Samael pressed his lips together and inhaled a slow breath through flared nostrils. Then, pasting as pleasant a look as he could muster on his face, he pushed into the Appointed’s office. A shirtless Seth stood by the fireplace, scowling at the ministrations of the Fallen One changing his bandage.

Samael glanced at the exposed wound. It was still red and inflamed, but the green ooze had finally dried up. He nodded approval.

“That looks better.”

“I didn’t ask you here for a medical opinion. Have you found her?”

“It’s been less than a day. You can hardly expect—”

“I expect you to do as I’ve asked. Without making excuses.”

Samael set his teeth against the desired retort. “Of course. No, we haven’t found her yet. But I have found someone we can trust to look for her.”

“Everyone should be looking for her. Including you.”

The Fallen One unrolled a fresh length of gauze, his gaze flicking between them.

“Leave that.” Samael jerked his head toward the door. “Come back later.”

Curiosity turned to speculation, but the former Virtue nodded. Leaving his supplies on the low table before the fireplace, he retreated from the room in silence. Samael waited for the click of the door. Then he turned to Seth.

“I don’t think you fully appreciate how tenuous our situation is at the moment,” he said. “Your position here is hardly cemented, Seth. If the Fallen sense weakness—”

Seth vaulted the couch and backhanded him before Samael registered movement. From his new position on the floor against the opposite wall, he put the back of his hand to a split lip and stared up into cold, black eyes. Bloody Heaven, the Appointed became more unhinged by the day. Bloody,
bloody
Heaven.

Settling his back against the wall, Samael rested an arm across one upright knee, keeping a watchful eye out for any more sudden moves. “May I ask what that was for?”

“I’m sick of your lies and half truths, Archangel.
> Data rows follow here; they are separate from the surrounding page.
Issue #37, opened 2016-11-07
Use a standard RID structure in the nightly nupkg


Tratcher:
Right now the package has a completely non-standard layout, meaning it can be added to a project, but none of the binaries will be copied to the bin dir. If we want to test against the binaries we need a script to search the nuget package folder for the right dll path. Note it doesn't matter where the dll is on disk, so long as we have an absolute path to it that we can dynamically plug into the applicationhost.config template files for each test.

https://github.com/aspnet/AspNetCoreModule/issues/20, https://github.com/aspnet/ServerTests/issues/46

shirhatti:
FYI, for your reference https://github.com/dotnet/corefx/blob/master/pkg/Microsoft.NETCore.Platforms/runtime.json

moozzyk:
You can take a look at the libuv package - it has the right structure for shipping native libs in NuGet packages in the .NET Core world.

jhkimnew:
I have fixed this issue with updating nuget\AspNetCore.nuspec.

https://github.com/aspnet/AspNetCoreModule/commit/40ccbb3940b51ed380cddd6cc5867257818fd712
https://github.com/aspnet/AspNetCoreModule/commit/e119603cddbb57e1d09db054ef93ac71b4256ba8

Tratcher:
In hindsight I think this wasn't quite right. The rid structure is useful for keeping track of multiple binaries, but when we install/publish the package the tooling selects which bitness to use based on the application bitness, not the bitness of IIS/Express. There is no requirement that IIS/Express use the same bitness as the app, and in fact VS probably runs the x86 IIS Express so we want to make sure we test both versions. Right now we're only testing the x64 version.

New proposal: Use a package structure similar to the rid layout, but that preserves the structure when publishing so we can select the correct one at runtime based on which IIS Express we're going to launch. Can we deploy them as content?

jhkimnew:
Would you add some more information so that I can update the nuget package as you want?
What is the current outcome of the published result and what is expected result for the new proposal?

shirhatti:
I'm proposing create a folder structure rooted under the `win7` rid. This preserves both bitness versions of ANCM irrespective of the bitness of your app.

Does that sound reasonable to you folks?

Tratcher:
I don't know how to craft the package, but the published output I want is something like:
aspnetcoremodule/x86/aspnetcore.dll
aspnetcoremodule/x64/aspnetcore.dll

[...]

PR #42, opened 2016-11-17
Update nupkg layout to include both architectures together.

Tratcher:
https://github.com/aspnet/AspNetCoreModule/issues/37 @shirhatti 

@jhkimnew I think this layout change breaks your ps1.

### DIFF
--- a/nuget/AspNetCore.nuspec
+++ b/nuget/AspNetCore.nuspec
@@ -1,4 +1,4 @@
-<?xml version="1.0"?>
+﻿<?xml version="1.0"?>
 <package>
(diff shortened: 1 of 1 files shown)


jhkimnew (approved):
@Tratcher
This looks good to me. Please merge the change. 

@Tratcher @shirhatti @pranavkm 
One question. The installancm.ps1 seems not be used and it is out of dated. So, I think I should remove the file. Please let me know if you have any objection about that.

Tratcher:
@jhkimnew up to you, I don't need that script. @pan-wang?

I took back my power for you because you said I would have Alex, and now you try to excuse your failure to give her to me.”
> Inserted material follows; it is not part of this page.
Issue #44, opened 2016-11-18
w3wp crash issue on Win8.1 OS machine after applying the private build of aspnetcore.dll 


jhkimnew:
REPRO STEPS:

“That’s not how the conversation went. I said you could have her, yes, but I never once said I would deliver—”

“Semantics!” Seth spat. “You wanted a ruler? You have one. You want me to lead your war? You give me Alexandra Jarvis. You have three days. After that, if I’m still unable to cross the threshold between the realms myself, I will pull every single Fallen One out of battle and send them after her. Do I make myself clear?”

Out of the father’s madness and into the son’s. Bloody,
fucking
Heaven. Lucifer would have laughed himself sick at the mess Samael had landed himself in. The sooner the Naphil died and they redirected Seth’s attention to where it belonged, the better.

“Perfectly clear, Appointed,” he said. “You’ll have her in three days.”